The sub-group of ${G, G'}$ which leaves one symbol, say $S_{1}$ , unchanged, is formed of the distinct substitutions of the set

(\binom{S_{1}, S_{2}, \dots, S_{n}}{S_{x}^{- 1} S_{1} S_{x}, S_{x}^{- 1} S_{2} S_{x}, \dots, S_{x}^{- 1} S_{n} S_{x}}), (x = 1, 2, \dots, n) .

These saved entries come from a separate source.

PR #740, opened 2023-08-23
fix(run): Fix race-condition related to short-lived instances

craciunoiuc:
### Prerequisite checklist

### Description of changes

This PR switches the current event-based logging to a hybrid poll-event system.
The main takeaway is that every 10 ms kraftkit checks if the machine has exited and wants to shutdown.
When that is the case, it will check for two subsequent calls where nothing was printed.
The only case when the machine wants to shutdown (nothing more will be outputted) and nothing was printed for 20ms is when it really finished.

The only case where output would be missed is when the console used for ouput writes less than 1 character per 10ms.

This poll method infers ~0.4% stress on a single core, which means 0.1% on a 4-core CPU. (4 GHz)

### DIFF
--- a/cmd/kraft/run/run.go
+++ b/cmd/kraft/run/run.go
@@ -7,10 +7,12 @@ package run
 import (
 	"errors"
 	"fmt"
+	"io"
 	"io/fs"
 	"os"
 	"path/filepath"
 	"strings"
+	"time"
 
 	"github.com/MakeNowJust/heredoc"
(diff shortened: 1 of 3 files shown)


marcrittinghaus (approved):
Reviewed-by: Marc Rittinghaus <marc.rittinghaus@unikraft.io>
Approved-by: Marc Rittinghaus <marc.rittinghaus@unikraft.io>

When $G$ has no self-conjugate operation except identity, the order of this sub-group is $n$ , and it is simply isomorphic with $G$ . In fact, in this case the order of ${G, G'}$ , a transitive group of degree $n$ , is $n^{2}$ , and therefore the order of a sub-group that keeps one symbol unchanged is $n$ . Again

\begin{matrix} (\binom{S_{1}, S_{2}, \dots, S_{n}}{S_{x}^{- 1} S_{1} S_{x}, S_{x}^{- 1} S_{2} S_{x}, \dots, S_{x}^{- 1} S_{n} S_{x}}) (\binom{S_{1}, S_{2}, \dots, S_{n}}{S_{y}^{- 1} S_{1} S_{y}, S_{y}^{- 1} S_{2} S_{y}, \dots, S_{y}^{- 1} S_{n} S_{y}}) \\ \begin{aligned} = (\binom{S_{1}, S_{2}, \dots, S_{n}}{S_{x}^{- 1} S_{1} S_{x}, S_{x}^{- 1} S_{2} S_{x}, \dots, S_{x}^{- 1} S_{n} S_{x}}) \\ (\binom{S_{x}^{- 1} S_{1} S_{x}, S_{x}^{- 1} S_{2} S_{x}, \dots, S_{x}^{- 1} S_{n} S_{x}}{S_{y}^{- 1} S_{x}^{- 1} S_{1} S_{x} S_{y}, S_{y}^{- 1} S_{x}^{- 1} S_{2} S_{x} S_{y}, \dots, S_{y}^{- 1} S_{x}^{- 1} S_{n} S_{x} S_{y}}) \\ = (\binom{S_{1}, S_{2}, \dots, S_{n}}{S_{y}^{- 1} S_{x}^{- 1} S_{1} S_{x} S_{y}, S_{y}^{- 1} S_{x}^{- 1} S_{2} S_{x} S_{y}, \dots, S_{y}^{- 1} S_{x}^{- 1} S_{n} S_{x} S_{y}}); \end{aligned} \end{matrix}

thus giving a direct veriﬁcation that the sub-group is isomorphic with the group whose operations are

S_{1}, S_{2}, \dots, S_{n} .

When $G$ contains self-conjugate operations, it will be multiply isomorphic with the sub-group $K_{1}$ of ${G, G'}$ which keeps the symbol $S_{1}$ ﬁxed; and if $g$ is the group constituted by the self-conjugate operations of $G$ (or $G'$ ), then $K_{1}$ is simply isomorphic with $\frac{G}{g}$ .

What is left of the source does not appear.